The invention relates to a method for positional determination for an EC motor on a device for the adjustment of the rotational angular position of the camshaft of a reciprocating piston combustion engine relative to the crankshaft, wherein the crankshaft is in driving connection with the camshaft via an adjustment mechanism, which is constructed as a triple-shaft transmission with a crankshaft-fixed drive shaft, a camshaft-fixed driven shaft, and an adjustment shaft, which is in driving connection with the EC motor, wherein the rotor of the EC motor has magnetic segments offset relative to each other in the peripheral direction and magnetized alternately in directions opposite each other, wherein for determining the position of the rotor relative to the stator of the EC motor, a measurement device is provided, which has magnetic field sensors, which are offset relative to each other in the peripheral direction and which are arranged such that, for an error-free measurement during rotational movement of the rotor relative to the stator, they generate a digital sensor signal, which cycles through a sequence of sensor signal states, wherein this sequence occurs at least twice for each mechanical rotation of the rotor.
Such a method for determining the position of the rotor of an EC motor relative to its stator is known from practice. Here, the EC motor is a part of a camshaft adjustment device, by means of which the rotational angular position of the camshaft of a reciprocating piston combustion engine relative to the crankshaft is adjustable. The camshaft adjustment device has an adjustment mechanism, which is constructed as a triple-shaft transmission, with whose drive shaft a camshaft gear that is rotatably supported relative to the camshaft is locked in rotation, which is in driving connection with a crankshaft gear via a drive chain. A driven shaft of the adjustment mechanism is in driving connection with the camshaft and an adjustment shaft with the EC motor. For a stationary drive shaft, between the adjustment shaft and the driven shaft there is a transmission gear ratio, the so-called stationary transmission gear ratio, given by the adjustment mechanism.
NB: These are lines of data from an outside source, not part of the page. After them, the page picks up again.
PR #62, opened 2018-01-27
Adds support for using a quic context as server/client

bkchr:
Before these changes, a context could either be a serer or a client.
With these changes, a context can be both.

All tests are working.

### DIFF
--- a/picoquic/packet.c
+++ b/picoquic/packet.c
@@ -43,7 +43,6 @@ int picoquic_parse_packet_header(
     uint8_t * bytes,
     uint32_t length,
     struct sockaddr * addr_from,
-    int to_server,
     picoquic_packet_header * ph,
     picoquic_cnx_t ** pcnx)
 {
@@ -71,7 +70,7 @@ int picoquic_parse_packet_header(
                 ph->pnmask = 0;
                 ph->version_index = -1;
 
-                if (to_server == 0 && *pcnx == NULL)
+                if (*pcnx == NULL)
                 {
                     *pcnx = picoquic_cnx_by_id(quic, ph->cnx_id);
 
@@ -93,6 +92,23 @@ int picoquic_parse_packet_header(
                 }
                 else
                 {
+                    /* Is the context found by using the `addr_from`? */
+                    char context_by_addr = 0;
+                    /* Retrieve the connection context */
+                    if (*pcnx == NULL)
+                    {
+                        *pcnx = picoquic_cnx_by_id(quic, ph->cnx_id);
+
+                        /* TODO: something for the case of client initial, e.g. source IP + initial CNX_ID */
+                        if (*pcnx == NULL)
+                        {
+                            *pcnx = picoquic_cnx_by_net(quic, addr_from);
+                            context_by_addr = 1;
+                        }
+                    }
+
+                    char is_client = *pcnx && (*pcnx)->client_mode;
+
                     /* If the version is supported now, the format field in the version table
                      * describes the encoding. */
                     switch (picoquic_supported_versions[ph->version_index].version_header_encoding)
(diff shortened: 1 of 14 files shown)


picoquic/packet.c
```diff
@@ -93,6 +92,23 @@ int picoquic_parse_packet_header(
...
+
+                        /* TODO: something for the case of client initial, e.g. source IP + initial CNX_ID */
+                        if (*pcnx == NULL)
+                        {
+                            *pcnx = picoquic_cnx_by_net(quic, addr_from);
+                            context_by_addr = 1;
+                        }
+                    }
+
+                    char is_client = *pcnx && (*pcnx)->client_mode;
```
huitema: I always try to place declarations at the beginning of the block. Is it because I am too old school? That used to be mandated by the old C compilers...

picoquic/packet.c
```diff
@@ -109,7 +125,7 @@ int picoquic_parse_packet_header(
                             ph->ptype = picoquic_packet_server_stateless;
                             break;
                         case 0xFD:
-                            ph->ptype = (to_server == 0) ? picoquic_packet_server_cleartext : picoquic_packet_client_cleartext;
+                            ph->ptype = is_client ? picoquic_packet_server_cleartext : picoquic_packet_client_cleartext;
                             break;
```
huitema: The two types "server clear text" and "client clear text" were defined in the early drafts. They have been unified in a single "handshake" type in draft 08. We might be able to simplify the code by just handling a single packet type instead on insisting on 2. I opened issue #63 for that.

picoquic/quicctx.c
```diff
@@ -150,11 +150,7 @@ picoquic_quic_t * picoquic_create(uint32_t nb_connections,
 			quic->flags |= picoquic_context_unconditional_cnx_id;
 		}
 
-        if (cert_file_name != NULL)
-        {
-            quic->flags |= picoquic_context_server;
-        }
-        else if (ticket_file_name != NULL)
+        if (ticket_file_name != NULL && cert_file_name == NULL)
         {
```
huitema: Not sure that this is the right test. The beauty of this whole PR is that it allows a single context to be used for accepting connections as server and establishing connections as client. If the context is created with a non NULL cert file name, that implies it will be able to be used as server. But if it could also be used as client, then it will need a ticket store in order to resume connections and use 0-RTT. Isn't that what the programmer indicates by setting the ticket_file_name to a non NULL value?

picoquic/quicctx.c
```diff
@@ -504,16 +501,16 @@ picoquic_cnx_t * picoquic_create_cnx(picoquic_quic_t * quic,
             sizeof(struct sockaddr_in) : sizeof(struct sockaddr_in6));
         memcpy(&cnx->peer_addr, addr, cnx->peer_addr_len);
 
-		picoquic_init_transport_parameters(&cnx->local_parameters, quic->flags&picoquic_context_server);
+        picoquic_init_transport_parameters(&cnx->local_parameters, !cnx->client_mode);
         /* Special provision for test -- create a deliberate transport parameters error */
```
huitema: If we are going to have a client mode flag, then maybe we should update the init transport parameter implementation. In fact, we may be able to just use a single "connection context" parameter for that function. There are probably other examples like that. Tracking that in issue #64.

picoquic/packet.c
bkchr: Yeah the old days ^^ I will try to do so in future commits :)

picoquic/packet.c
bkchr: Ahh that is nice :)

picoquic/quicctx.c
bkchr: Yeah I was not quite sure on what to test here.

If the adjustment shaft rotates, then the phase position of the camshaft relative to the crankshaft increases or decreases according to the rotational direction of the adjustment shaft. In comparison with an internal combustion engine that is operated at a constant phase position, a better filling of the cylinders of the internal combustion engine can be achieved by adapting the phase position, whereby fuel is saved, the emission of pollutants is reduced, and/or the output power of the internal combustion engine can be increased.
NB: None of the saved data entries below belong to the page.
PR #96, opened 2018-02-27
Adds support for keep alive

bkchr:


huitema:
I am looking at the code and it looks OK, but I am concerned with the reliance on the PONG frame. This frame is stated for removal from the spec in the next draft, and is already removed from the editor's copy. It was introduced as a mechanism to prove reachability after connection migration, but it is being replaced by a dedicated set of challenge/response frames.

The key difference between Ping/Pong and Challenge/Response is that the Pong frame is explicitly acknowledged, while challenge and response do not generate ACK -- the response is the implicit ACK of the challenge. This means 3 messages for Ping/Pong/ACK, and just 2 for Challenge/Response. 

How hard would it be to eliminate the dependency on the Pong response? For example, could you just send a Ping with zero data, which does not elicit a Pong in the current code. Add some padding if you think that's useful. If the Ping is acked, the connection is alive. If it is not, retransmission will kick in, and if there is no response after 4 retransmissions the connection will be terminated. That way, you will  not need a keep alive call back. If applications do need a callback, they can implement the functionality at the application level.

We also need to understand the difference between the keep alive timer and the "idle timeout" transport parameter. The keep alive will not be effective if the interval is longer than the remote idle timeout, because the peer will close the connection. In fact, the interval should also be shorter than the local timeout. Of course, the current code in picoquic does not heed the parameters' values. I entered issue #97 to track that.

bkchr:
My code does not rely on the `PONG` frames, I just use the `PONG` frames in the added test, but changing that should not be that complicated :)

Yeah that is right, the implicit `ACK` should be sufficient. I first tried to create the `PING` frame without any data, but that did not generate any `PONG` frame. We could easily revert back to `PING` frames without any data. 

Yeah keep alive will not be effective, if the idle timeout is smaller. But I think, the application layer should know what it is doing. The spec also says, that the application layer decides on which side the keep alive is handled and then it should also be possible for the application layer to deliver the right keep alive interval. 

So what should I do? Should I stop relying on `PONG` in the test and send empty `PING` frames?

picoquic/sender.c
```diff
@@ -1469,9 +1474,23 @@ int picoquic_prepare_packet_ready(picoquic_cnx_t* cnx, picoquic_packet* packet,
...
+                    ret = picoquic_prepare_misc_frame(cnx->keep_alive->frame, &bytes[length],
+                                                      cnx->send_mtu - checksum_overhead - length, &data_bytes);
+                    if (ret == 0) {
+                        length += data_bytes;
+                        cnx->keep_alive->next_frame_time = current_time + cnx->keep_alive->interval;
+                    } else {
+                        if (ret == PICOQUIC_ERROR_FRAME_BUFFER_TOO_SMALL) {
+                            ret = 0;
+                        }
+                    }
```
huitema: This could be simplified if you go for the "simple ping" approach. You would just need something like:
~~~
if (cnx->keep_alive != NULL && cnx->keep_alive->next_frame_time <= current_time && length  + checksum_overhead + 1< cnx->send_mtu) {
    bytes[length++] = picoquic_frame_type_ping;
    bytes[length++] = 0;
    cnx->keep_alive->next_frame_time = current_time + cnx->keep_alive->interval;
}
~~~
No need to involve the "misc frame type" path -- it is really meant for frames directly formatted by the application.

bkchr: Yeah, got catch!

huitema:
Just looked at the code again. Switching to simple ping does make the code quite simpler. No need to worry about misc frames, or to store a copy of the keep alive frame.

There is another issue. In principle, there is no need to send a keep alive if any other packet was sent that required an acknowledgement. So the keep-alive timer should not just be reset when sending an actual keep alive, but also whenever a STREAM frame is sent, or in fact any kind of control frame that requires an acknowledgement, e.g. MAX_DATA, MAX_STREAM or MAX_STREAM_DATA.

huitema:
Then there is a little matter of philosophy regarding who sends what. Should the keep alive timer be reset if the peer *receives* a data frame?

There already is a variable that tracks activity: cnx->latest_progress_time. I wonder whether we need a separate keep-alive timer, or whether we could just test for something like "cnx->latest_progress_time + cnx->keep_alive_timer", and consider that keep alive is enabled if keep_alive_timer != 0.

huitema:
The test could just be to start a connection, enable keep alive on one of the ends of the connection, and verify that the the connection stays up for a long virtual time. And conversely, do the same test without enabling keep alive and verify that the connection goes down.

bkchr:
@huitema I think that I worked in all your comments. I hope that I did not miss anything :) I hope that it is now mergable.

picoquic/frames.c
```diff
@@ -1795,11 +1795,24 @@ int picoquic_decode_max_stream_id_frame(picoquic_cnx_t* cnx, uint8_t* bytes,
...
+int picoquic_prepare_first_misc_frame(picoquic_cnx_t* cnx, uint8_t* bytes,
+                                      size_t bytes_max, size_t* consumed)
+{
+    int ret = picoquic_prepare_misc_frame(cnx->first_misc_frame, bytes, bytes_max, consumed);
+
+    if (ret == 0) {
+        picoquic_misc_frame_header_t* misc_frame = cnx->first_misc_frame;
+        cnx->first_misc_frame = misc_frame->next_misc_frame;
+        free(misc_frame);
+    }
```
huitema: Maybe we need to start write documentation for these API. Starting on the Wiki would be nice. I am not sure that I understand the difference between picoquic_prepare_first_misc_frame() and picoquic_prepare_misc_frame(). The original function was supposed to take the first frame in the queue, copy it to the output buffer, and then remove it from the queue and delete the corresponding buffer.

This matches the behavior of the posting function, which takes the input from the application, allocates a buffer, copies the frame in the buffer, and chains the buffer to the misc queue.

picoquic/frames.c
```diff
@@ -1808,8 +1821,6 @@ int picoquic_prepare_misc_frame(picoquic_cnx_t* cnx, uint8_t* bytes,
         uint8_t* frame = ((uint8_t*)misc_frame) + sizeof(picoquic_misc_frame_header_t);
         memcpy(bytes, frame, misc_frame->length);
         *consumed = misc_frame->length;
-        cnx->first_misc_frame = misc_frame->next_misc_frame;
-        free(misc_frame);
     }
```
huitema: Removing the free(frame) statement will create a memory leak if we keep the definition of the original API. Do we really need this?

picoquic/quicctx.c
```diff
@@ -1188,3 +1199,17 @@ void picoquic_set_congestion_algorithm(picoquic_cnx_t* cnx, picoquic_congestion_
         cnx->congestion_alg->alg_init(cnx);
     }
 }
+
+void picoquic_enable_keep_alive(picoquic_cnx_t* cnx, uint64_t interval)
+{
+    if (interval == 0) {
+        cnx->keep_alive_interval = PICOQUIC_MICROSEC_SILENCE_MAX / 2;
+    } else {
```
huitema: OK. Simple enough.

picoquic/sender.c
```diff
@@ -853,6 +853,11 @@ void picoquic_cnx_set_next_wake_time(picoquic_cnx_t* cnx, uint64_t current_time)
                 }
             }
         }
+
+        /* Consider keep alive */
+        if (cnx->keep_alive_interval) {
+            next_time = next_time < cnx->keep_alive_interval ? next_time : cnx->keep_alive_interval;
+        }
```
huitema: Should this be a direct comparison to the interval, or to "current_time + cnx->keep_alive_interval" ?

picoquic/sender.c
```diff
@@ -1511,6 +1516,16 @@ int picoquic_prepare_packet_ready(picoquic_cnx_t* cnx, picoquic_packet* packet,
...
+
+                /* If necessary, encode and send the keep alive packet!
+                 * We only send keep alive packages, when no other data is send!
+                 */
+                if (cnx->keep_alive_interval != 0
+                    && cnx->latest_progress_time + cnx->keep_alive_interval <= current_time
+                    && length == 0) {
+                    bytes[length++] = picoquic_frame_type_ping;
+                    bytes[length++] = 0;
+                }
```
huitema: Yes.

picoquictest/tls_api_test.c
```diff
@@ -1454,6 +1454,76 @@ int tls_api_multiple_versions_test()
...
+        picoquic_enable_keep_alive(test_ctx->cnx_client, keep_alive_interval);
+    }
+
+    /* Perform a couple rounds of sending data */
+    for (int i = 0; ret == 0 && i < 512 && test_ctx->cnx_client->cnx_state != picoquic_state_disconnected; i++) {
+        was_active = 0;
+
+        ret = tls_api_one_sim_round(test_ctx, &simulated_time, &was_active);
+    }
+
```
huitema: Shouldn't that be, "a couple rounds until the virtual time is larger than the idle timeout?" Doing 512 iterations probably does the trick, but it is a bit of a side effect.

huitema:
After merging that, I changed the unit test to ensure that the loop lasted for 2*PICOQUIC_MICROSEC_HANDSHAKE_MAX. It showed a couple of issues. First, the test for sending the keep alive was in an inner block that in some conditions was not executed. I moved it outside these blocks, and added a complete packet formatting sequence. Second, the "progress" timer was not progressing when data or important frames were sent -- my bug I guess, so I fixed it. Third, the progress timer was also not progressing on the server side when non-data important frames were received. Fixed that too. Sorry for sending you through that kind of maze...

bkchr:
Thanks for merging and fixes all the remaining bugs! :)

The position of the rotor relative to the stator is measured with the help of a measurement device that has three Hall sensors, which are connected rigidly to the stator and which are distributed over the periphery of the stator. The magnetic field of the projecting magnetic segments of the rotor flows through the Hall sensors during a rotational movement between the stator and rotor. The magnetic fields of the magnetic segments induce electrical voltages, which are usable as digital sensor signals for a positional measurement, in the Hall sensors. For the positional measurement, initially a positional measurement signal is set to a start value and then the rotor is rotated relative to the stator, wherein the positional measurement signal tracked for each occurrence of a state change of the sensor signal. The positional measurement signal is fed to a control device, which energies the individual phases of the winding, such that an alternating magnetic field, which drives the rotor is formed between the stator and the rotor. The EC motor and the measurement device, however, are in practice exposed to interference radiation, which comes into the measurement device, for example, via power-supply lines, and can cause errors in the positional measurement signal. Here, it can occur on one hand that due to interference, one or more state changes are not taken into consideration during the tracking of the positional measurement signal. On the other hand, however, it is also possible that too many state changes are detected during the tracking of the positional measurement signal. In both cases, the positional measurement signal deviates from the actual position of the rotor, so that the rotor is not properly energized. Therefore, torque losses, uneven engine running, and errors in the adjustment of the rotational angular position of the camshaft relative to the crankshaft can occur.